____ SUPPLIED RECORDS

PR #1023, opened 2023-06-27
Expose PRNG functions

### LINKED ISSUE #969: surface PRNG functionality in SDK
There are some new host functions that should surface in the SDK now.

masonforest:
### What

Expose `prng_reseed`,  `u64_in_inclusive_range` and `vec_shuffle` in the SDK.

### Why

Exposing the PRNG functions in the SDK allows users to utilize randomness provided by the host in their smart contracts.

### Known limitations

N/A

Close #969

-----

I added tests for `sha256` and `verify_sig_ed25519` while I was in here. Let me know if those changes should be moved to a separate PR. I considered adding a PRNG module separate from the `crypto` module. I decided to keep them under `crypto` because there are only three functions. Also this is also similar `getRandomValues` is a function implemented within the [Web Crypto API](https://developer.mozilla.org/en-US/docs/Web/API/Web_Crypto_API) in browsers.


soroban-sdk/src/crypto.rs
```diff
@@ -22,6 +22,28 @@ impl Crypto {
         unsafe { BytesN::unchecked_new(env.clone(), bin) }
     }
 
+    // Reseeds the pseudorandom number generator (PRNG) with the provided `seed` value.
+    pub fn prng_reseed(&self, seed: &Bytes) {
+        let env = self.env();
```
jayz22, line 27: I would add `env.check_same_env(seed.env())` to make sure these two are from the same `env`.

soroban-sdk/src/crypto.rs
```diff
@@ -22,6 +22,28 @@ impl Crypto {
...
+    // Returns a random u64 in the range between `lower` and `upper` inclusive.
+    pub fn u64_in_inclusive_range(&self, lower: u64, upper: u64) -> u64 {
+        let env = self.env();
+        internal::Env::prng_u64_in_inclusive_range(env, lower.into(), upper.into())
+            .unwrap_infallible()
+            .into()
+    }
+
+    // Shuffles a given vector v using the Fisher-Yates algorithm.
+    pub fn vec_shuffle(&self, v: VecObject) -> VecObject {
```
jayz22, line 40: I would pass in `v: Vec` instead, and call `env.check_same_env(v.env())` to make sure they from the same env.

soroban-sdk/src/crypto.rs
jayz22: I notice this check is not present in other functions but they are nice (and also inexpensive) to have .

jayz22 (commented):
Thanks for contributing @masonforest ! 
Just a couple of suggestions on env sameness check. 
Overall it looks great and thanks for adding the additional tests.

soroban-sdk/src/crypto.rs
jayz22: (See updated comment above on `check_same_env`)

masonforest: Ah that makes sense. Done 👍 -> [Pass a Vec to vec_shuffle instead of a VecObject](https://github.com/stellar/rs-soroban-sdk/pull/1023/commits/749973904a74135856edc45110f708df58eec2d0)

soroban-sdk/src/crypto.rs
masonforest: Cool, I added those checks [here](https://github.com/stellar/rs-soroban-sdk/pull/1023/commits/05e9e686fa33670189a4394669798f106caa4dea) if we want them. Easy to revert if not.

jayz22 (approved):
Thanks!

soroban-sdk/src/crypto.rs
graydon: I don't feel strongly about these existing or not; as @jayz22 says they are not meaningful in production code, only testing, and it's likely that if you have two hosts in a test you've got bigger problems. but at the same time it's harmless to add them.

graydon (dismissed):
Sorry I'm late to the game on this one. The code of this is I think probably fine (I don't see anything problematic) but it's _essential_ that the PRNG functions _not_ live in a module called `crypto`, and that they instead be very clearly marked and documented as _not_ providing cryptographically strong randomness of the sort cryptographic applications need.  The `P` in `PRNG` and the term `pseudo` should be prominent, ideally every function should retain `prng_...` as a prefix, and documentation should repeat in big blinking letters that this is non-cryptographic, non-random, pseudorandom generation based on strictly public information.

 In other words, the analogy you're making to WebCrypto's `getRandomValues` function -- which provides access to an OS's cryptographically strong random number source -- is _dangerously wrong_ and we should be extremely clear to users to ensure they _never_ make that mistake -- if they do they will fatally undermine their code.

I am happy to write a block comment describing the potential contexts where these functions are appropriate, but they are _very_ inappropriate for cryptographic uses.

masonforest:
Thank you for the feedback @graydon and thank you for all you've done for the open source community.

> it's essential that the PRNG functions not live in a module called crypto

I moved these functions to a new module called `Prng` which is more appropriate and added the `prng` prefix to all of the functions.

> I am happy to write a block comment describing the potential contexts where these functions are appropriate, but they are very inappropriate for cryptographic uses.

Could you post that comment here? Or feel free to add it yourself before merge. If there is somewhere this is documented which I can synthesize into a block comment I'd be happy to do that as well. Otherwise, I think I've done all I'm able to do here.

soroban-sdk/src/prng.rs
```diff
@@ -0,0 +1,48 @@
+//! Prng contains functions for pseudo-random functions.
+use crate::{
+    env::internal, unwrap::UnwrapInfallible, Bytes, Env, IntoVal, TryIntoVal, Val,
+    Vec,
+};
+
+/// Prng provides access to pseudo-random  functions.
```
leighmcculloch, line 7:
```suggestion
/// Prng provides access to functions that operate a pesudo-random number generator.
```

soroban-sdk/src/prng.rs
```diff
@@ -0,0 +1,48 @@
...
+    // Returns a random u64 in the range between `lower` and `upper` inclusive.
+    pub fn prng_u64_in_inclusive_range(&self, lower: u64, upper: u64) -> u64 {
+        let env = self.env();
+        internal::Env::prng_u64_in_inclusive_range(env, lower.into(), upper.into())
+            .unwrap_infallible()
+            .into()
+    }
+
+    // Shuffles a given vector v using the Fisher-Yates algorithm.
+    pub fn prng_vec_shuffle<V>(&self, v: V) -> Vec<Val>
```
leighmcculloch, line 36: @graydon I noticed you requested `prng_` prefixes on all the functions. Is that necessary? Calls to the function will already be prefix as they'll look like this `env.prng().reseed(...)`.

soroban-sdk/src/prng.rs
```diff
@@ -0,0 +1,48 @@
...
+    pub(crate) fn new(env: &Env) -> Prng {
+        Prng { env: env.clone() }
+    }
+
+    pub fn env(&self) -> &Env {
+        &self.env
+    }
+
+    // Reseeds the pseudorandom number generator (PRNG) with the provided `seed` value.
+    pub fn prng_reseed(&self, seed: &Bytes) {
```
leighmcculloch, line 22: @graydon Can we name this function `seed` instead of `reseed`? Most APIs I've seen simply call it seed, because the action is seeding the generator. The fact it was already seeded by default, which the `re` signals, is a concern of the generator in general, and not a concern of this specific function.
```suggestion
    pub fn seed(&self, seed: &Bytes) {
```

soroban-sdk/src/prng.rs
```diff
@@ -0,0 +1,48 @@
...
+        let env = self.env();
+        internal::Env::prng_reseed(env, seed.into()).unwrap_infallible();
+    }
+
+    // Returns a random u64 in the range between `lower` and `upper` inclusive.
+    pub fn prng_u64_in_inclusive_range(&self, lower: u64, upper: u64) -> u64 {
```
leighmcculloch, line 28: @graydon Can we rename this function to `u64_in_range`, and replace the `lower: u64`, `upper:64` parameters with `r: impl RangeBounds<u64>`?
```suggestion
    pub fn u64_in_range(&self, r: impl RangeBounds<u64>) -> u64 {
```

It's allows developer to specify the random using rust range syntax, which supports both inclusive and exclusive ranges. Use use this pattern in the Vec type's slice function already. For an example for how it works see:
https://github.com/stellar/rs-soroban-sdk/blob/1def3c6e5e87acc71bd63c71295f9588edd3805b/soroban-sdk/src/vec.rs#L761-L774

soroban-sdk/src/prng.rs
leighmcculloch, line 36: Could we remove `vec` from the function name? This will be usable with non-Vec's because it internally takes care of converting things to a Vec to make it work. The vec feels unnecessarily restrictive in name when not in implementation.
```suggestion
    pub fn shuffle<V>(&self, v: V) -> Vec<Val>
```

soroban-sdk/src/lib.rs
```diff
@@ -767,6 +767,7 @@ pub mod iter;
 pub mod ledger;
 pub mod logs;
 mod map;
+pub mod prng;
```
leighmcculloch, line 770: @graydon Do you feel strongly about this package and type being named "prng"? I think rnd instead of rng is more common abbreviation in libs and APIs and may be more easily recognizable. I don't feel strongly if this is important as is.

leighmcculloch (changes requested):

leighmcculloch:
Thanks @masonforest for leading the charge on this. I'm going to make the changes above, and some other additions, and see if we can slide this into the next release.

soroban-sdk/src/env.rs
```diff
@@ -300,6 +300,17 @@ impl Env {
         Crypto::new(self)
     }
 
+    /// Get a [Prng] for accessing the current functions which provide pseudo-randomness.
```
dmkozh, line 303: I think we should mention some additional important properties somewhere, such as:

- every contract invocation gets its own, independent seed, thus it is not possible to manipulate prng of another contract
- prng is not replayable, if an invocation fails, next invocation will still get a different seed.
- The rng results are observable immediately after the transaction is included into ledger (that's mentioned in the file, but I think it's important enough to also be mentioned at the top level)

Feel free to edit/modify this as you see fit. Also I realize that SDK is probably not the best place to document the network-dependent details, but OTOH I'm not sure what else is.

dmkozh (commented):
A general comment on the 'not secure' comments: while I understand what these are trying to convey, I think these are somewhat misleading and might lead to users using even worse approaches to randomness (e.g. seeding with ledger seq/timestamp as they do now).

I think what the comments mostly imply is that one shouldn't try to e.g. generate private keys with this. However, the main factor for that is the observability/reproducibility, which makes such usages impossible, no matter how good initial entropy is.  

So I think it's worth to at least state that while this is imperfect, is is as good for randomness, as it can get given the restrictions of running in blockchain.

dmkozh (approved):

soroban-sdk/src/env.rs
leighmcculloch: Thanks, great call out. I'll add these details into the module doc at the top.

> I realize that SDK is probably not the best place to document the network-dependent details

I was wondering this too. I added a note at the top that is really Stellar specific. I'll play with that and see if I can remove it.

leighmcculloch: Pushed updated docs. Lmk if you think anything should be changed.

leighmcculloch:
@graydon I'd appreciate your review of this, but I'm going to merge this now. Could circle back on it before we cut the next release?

________
____ SUPPLIED RECORDS

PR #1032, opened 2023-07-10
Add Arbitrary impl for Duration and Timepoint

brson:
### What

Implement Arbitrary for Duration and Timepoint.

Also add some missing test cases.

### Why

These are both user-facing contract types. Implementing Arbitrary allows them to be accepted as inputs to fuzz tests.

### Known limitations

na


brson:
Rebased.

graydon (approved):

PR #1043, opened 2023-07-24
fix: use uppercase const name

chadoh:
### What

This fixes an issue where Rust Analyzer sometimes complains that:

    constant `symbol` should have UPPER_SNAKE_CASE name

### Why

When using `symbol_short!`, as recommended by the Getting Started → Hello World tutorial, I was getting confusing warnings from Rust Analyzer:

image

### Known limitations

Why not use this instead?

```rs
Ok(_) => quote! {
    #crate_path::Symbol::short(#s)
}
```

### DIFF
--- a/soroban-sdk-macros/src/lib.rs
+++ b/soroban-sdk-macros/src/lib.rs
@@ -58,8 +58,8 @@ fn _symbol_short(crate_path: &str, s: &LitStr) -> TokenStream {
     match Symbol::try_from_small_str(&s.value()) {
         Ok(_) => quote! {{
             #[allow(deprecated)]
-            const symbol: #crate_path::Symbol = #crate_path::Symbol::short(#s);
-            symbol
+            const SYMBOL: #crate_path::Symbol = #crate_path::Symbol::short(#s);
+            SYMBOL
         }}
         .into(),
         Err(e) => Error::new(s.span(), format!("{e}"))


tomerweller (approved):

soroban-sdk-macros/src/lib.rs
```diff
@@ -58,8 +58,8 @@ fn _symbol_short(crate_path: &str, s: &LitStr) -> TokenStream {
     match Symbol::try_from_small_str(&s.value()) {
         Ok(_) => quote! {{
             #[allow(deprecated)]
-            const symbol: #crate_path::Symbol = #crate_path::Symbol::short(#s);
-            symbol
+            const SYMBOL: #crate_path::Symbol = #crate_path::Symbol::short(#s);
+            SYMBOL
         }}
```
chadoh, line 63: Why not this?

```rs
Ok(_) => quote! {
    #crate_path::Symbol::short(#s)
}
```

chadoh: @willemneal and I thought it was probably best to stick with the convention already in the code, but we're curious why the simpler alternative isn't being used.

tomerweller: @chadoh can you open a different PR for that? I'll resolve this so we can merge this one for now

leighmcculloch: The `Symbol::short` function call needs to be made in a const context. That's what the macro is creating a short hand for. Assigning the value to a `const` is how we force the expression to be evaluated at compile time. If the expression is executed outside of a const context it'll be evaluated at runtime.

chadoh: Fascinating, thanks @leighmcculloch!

________

TRY IT: Taking the entries above, write out exactly the lines starting with the line containing "graydon: I don't" and going on through the line containing "Sorry I'm late", both included, and nothing else.

SOLUTION BELOW:
graydon: I don't feel strongly about these existing or not; as @jayz22 says they are not meaningful in production code, only testing, and it's likely that if you have two hosts in a test you've got bigger problems. but at the same time it's harmless to add them.

graydon (dismissed):
Sorry I'm late to the game on this one. The code of this is I think probably fine (I don't see anything problematic) but it's _essential_ that the PRNG functions _not_ live in a module called `crypto`, and that they instead be very clearly marked and documented as _not_ providing cryptographically strong randomness of the sort cryptographic applications need.  The `P` in `PRNG` and the term `pseudo` should be prominent, ideally every function should retain `prng_...` as a prefix, and documentation should repeat in big blinking letters that this is non-cryptographic, non-random, pseudorandom generation based on strictly public information.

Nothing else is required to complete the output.